### EXERCISE DIRECTIONS
In the entries below, every line that contains "transition" must be located and copied.

Stored items:
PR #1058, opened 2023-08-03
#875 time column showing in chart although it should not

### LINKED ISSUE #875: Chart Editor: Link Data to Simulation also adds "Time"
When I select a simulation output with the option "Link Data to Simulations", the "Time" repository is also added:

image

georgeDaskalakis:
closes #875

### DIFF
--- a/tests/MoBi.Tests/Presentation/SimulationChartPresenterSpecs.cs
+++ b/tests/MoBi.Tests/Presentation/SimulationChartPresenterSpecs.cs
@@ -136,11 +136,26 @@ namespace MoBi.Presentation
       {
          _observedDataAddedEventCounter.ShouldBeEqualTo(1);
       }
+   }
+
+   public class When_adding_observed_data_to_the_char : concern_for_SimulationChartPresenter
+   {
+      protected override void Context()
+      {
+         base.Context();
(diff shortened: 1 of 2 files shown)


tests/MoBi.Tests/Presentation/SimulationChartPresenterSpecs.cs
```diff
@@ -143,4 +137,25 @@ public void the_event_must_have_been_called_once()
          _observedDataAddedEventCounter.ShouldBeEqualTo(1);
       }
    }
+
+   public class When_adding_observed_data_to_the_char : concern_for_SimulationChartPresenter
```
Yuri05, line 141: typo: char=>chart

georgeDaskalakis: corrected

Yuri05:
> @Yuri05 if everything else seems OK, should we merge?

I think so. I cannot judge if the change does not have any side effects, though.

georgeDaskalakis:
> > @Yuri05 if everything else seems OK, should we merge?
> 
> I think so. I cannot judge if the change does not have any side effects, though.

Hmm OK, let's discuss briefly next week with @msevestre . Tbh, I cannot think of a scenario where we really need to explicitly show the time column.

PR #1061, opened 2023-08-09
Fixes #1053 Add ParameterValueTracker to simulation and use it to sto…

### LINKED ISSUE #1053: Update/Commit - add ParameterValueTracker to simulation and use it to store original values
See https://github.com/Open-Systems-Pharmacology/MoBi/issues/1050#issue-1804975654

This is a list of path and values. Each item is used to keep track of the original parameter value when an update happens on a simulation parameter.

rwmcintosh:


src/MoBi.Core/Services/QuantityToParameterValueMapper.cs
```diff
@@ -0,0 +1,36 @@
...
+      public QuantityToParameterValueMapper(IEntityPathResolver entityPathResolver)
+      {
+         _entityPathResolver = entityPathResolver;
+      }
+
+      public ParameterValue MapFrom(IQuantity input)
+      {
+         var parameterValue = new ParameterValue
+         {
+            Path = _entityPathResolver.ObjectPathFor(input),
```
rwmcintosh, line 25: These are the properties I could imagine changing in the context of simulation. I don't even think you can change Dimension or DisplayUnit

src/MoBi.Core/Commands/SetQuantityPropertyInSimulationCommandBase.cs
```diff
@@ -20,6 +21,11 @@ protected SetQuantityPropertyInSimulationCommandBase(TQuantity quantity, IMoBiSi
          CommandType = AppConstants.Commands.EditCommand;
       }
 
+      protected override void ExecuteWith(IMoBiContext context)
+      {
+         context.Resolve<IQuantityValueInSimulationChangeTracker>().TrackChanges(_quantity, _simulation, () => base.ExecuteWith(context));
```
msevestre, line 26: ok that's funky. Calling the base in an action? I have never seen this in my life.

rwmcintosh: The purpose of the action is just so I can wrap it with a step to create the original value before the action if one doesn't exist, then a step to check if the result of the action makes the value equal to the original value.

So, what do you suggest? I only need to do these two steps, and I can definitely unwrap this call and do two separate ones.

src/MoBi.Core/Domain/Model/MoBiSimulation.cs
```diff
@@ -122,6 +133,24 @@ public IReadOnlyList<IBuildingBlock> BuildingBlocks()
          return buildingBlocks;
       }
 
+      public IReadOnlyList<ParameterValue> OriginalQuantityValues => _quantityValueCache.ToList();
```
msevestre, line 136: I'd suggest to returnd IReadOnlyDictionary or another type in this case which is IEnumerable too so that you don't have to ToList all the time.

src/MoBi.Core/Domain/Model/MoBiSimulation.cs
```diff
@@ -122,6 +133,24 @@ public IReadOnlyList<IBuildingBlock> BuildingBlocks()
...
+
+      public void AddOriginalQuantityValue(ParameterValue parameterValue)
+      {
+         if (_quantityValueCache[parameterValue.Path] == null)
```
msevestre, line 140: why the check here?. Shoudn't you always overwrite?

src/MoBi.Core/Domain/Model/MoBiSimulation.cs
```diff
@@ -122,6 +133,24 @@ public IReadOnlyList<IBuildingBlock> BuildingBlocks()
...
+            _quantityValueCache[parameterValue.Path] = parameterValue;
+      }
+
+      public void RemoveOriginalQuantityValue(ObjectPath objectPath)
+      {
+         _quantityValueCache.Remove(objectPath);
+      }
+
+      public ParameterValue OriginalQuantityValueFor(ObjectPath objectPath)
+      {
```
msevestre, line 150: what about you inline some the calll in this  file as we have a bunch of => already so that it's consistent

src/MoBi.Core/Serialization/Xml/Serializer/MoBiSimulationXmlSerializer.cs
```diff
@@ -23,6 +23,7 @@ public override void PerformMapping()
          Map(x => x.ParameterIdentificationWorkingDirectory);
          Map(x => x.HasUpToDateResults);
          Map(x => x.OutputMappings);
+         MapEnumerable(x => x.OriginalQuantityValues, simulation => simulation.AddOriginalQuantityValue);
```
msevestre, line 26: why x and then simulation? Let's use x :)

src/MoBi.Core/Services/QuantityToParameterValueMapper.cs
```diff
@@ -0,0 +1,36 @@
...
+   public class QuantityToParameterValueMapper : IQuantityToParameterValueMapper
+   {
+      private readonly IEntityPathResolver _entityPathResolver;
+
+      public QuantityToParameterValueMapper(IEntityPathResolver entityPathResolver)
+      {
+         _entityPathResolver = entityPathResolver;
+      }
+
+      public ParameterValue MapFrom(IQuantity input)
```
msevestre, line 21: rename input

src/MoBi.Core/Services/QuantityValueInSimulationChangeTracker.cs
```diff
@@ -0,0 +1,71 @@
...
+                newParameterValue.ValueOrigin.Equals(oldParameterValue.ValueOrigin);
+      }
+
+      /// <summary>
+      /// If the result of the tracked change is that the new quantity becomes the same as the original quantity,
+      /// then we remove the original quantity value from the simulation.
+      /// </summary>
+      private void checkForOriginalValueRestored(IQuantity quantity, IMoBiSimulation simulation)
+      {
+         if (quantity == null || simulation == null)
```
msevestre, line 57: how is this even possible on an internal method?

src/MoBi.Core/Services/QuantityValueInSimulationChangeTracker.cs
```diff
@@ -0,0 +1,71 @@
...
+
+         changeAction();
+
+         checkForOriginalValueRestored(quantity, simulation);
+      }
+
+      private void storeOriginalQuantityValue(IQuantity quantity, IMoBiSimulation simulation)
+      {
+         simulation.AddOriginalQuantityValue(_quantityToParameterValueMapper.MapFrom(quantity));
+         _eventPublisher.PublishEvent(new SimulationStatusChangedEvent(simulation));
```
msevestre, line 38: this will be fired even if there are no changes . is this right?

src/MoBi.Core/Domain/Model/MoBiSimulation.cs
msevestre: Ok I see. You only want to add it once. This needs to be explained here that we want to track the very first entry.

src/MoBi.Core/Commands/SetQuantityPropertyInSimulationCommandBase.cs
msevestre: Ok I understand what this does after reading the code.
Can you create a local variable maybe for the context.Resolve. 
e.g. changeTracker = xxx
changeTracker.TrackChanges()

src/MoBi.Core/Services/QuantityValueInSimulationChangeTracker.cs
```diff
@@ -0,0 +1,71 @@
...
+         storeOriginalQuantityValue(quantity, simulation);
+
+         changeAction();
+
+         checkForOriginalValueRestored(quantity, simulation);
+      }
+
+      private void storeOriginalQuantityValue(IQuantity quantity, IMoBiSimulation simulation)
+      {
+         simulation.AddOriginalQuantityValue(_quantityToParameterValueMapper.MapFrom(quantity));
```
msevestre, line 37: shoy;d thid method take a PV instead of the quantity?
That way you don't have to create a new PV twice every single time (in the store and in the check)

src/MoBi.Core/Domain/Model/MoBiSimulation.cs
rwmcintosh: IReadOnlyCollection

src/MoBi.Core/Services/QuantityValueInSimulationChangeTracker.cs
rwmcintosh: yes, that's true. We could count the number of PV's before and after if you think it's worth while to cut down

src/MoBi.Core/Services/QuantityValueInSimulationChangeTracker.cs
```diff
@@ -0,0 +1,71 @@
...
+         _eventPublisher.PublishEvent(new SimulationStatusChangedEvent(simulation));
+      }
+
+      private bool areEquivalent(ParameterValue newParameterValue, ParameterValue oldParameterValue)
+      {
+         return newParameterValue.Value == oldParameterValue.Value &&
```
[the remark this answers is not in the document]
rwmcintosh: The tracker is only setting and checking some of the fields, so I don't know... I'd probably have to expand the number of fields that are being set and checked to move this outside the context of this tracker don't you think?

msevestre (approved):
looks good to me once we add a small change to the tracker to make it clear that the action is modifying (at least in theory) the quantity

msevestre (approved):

...

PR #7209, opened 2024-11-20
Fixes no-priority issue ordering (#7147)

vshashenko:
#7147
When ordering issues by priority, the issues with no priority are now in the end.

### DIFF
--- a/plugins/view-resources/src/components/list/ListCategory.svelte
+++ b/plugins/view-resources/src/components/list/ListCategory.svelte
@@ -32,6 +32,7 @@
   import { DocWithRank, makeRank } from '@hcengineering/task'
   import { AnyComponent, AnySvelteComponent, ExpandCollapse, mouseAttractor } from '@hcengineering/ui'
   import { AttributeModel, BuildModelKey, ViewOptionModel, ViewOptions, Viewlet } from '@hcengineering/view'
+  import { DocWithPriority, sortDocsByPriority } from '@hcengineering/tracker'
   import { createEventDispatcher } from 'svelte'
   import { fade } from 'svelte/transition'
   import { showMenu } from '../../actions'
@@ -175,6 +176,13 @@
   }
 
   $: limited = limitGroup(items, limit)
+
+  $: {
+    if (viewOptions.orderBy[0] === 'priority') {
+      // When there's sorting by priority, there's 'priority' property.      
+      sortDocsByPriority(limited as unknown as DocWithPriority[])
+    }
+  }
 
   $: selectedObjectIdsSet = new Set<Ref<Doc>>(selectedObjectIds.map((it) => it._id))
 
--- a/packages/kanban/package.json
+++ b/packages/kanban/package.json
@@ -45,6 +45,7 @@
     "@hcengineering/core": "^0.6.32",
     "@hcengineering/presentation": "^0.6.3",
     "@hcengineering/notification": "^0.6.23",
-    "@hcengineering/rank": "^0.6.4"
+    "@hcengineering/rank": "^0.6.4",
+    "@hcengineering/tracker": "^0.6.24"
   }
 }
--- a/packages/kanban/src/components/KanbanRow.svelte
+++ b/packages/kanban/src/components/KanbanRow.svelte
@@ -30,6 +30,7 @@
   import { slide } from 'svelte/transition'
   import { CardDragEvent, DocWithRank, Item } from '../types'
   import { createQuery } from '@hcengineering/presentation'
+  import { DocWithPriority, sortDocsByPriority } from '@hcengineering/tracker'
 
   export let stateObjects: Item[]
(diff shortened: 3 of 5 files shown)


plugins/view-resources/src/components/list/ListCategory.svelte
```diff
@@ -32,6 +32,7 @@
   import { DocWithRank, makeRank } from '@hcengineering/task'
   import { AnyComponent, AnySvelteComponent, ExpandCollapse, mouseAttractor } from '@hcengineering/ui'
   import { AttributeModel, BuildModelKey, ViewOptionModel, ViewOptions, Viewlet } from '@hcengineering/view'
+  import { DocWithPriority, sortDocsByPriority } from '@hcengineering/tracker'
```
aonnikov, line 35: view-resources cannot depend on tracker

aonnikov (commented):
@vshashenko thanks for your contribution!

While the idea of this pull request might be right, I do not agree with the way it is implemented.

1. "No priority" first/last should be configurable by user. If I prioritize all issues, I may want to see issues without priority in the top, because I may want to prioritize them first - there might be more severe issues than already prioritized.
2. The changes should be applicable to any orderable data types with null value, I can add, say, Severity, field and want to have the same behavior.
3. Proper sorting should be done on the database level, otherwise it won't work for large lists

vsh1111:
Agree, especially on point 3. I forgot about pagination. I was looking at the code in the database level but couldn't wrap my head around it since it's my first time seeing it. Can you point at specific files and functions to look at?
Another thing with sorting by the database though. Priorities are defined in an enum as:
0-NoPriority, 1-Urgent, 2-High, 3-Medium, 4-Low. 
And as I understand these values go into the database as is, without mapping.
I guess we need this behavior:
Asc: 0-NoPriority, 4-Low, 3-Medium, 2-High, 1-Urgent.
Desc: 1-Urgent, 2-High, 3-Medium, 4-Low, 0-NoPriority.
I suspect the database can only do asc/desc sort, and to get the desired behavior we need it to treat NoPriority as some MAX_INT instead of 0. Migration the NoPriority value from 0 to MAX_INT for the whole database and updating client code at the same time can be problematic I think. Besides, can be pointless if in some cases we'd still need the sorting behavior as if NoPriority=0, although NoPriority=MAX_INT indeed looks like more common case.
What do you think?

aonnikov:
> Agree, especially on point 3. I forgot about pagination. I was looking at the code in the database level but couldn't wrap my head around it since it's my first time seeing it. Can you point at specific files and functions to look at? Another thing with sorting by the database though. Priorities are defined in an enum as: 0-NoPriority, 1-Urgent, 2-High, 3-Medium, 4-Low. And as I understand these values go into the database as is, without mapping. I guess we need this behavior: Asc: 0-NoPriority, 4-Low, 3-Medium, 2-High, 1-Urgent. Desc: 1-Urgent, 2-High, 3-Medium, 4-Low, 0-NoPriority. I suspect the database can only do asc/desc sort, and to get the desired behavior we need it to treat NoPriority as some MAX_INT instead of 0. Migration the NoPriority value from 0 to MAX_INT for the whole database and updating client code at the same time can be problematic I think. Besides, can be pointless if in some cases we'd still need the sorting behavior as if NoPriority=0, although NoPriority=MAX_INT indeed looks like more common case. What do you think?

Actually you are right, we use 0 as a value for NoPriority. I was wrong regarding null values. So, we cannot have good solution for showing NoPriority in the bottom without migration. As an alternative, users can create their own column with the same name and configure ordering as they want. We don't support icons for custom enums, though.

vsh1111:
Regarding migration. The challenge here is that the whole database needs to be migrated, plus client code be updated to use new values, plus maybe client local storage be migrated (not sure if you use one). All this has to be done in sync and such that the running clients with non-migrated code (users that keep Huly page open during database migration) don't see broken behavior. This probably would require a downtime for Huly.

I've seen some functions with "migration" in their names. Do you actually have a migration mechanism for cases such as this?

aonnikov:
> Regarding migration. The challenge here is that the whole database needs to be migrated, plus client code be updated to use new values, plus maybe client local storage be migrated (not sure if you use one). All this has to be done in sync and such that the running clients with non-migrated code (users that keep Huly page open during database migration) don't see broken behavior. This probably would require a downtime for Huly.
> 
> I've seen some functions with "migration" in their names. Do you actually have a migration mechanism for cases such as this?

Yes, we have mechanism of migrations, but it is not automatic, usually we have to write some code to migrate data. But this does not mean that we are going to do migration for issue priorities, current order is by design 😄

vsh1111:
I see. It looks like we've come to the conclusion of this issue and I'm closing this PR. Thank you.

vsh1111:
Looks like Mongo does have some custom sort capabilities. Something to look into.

### ANSWER FOR THIS EXERCISE
   import { fade } from 'svelte/transition'
   import { slide } from 'svelte/transition'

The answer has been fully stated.